Assignment:
Could you write the entries out again, exactly as they appear?

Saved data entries
PR #635, opened 2024-08-29
Upgrade to golangci-lint v0.60.3

peterstace:
## Description

The only breakages were related to `gosec`, with the "G115" rule being triggered (the rule relates to potential integer overflows). These were all false positives, so I just disabled that particular rule.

Your solution:
PR #635, opened 2024-08-29
Upgrade to golangci-lint v0.60.3

peterstace:
## Description

The only breakages were related to `gosec`, with the "G115" rule being triggered (the rule relates to potential integer overflows). These were all false positives, so I just disabled that particular rule.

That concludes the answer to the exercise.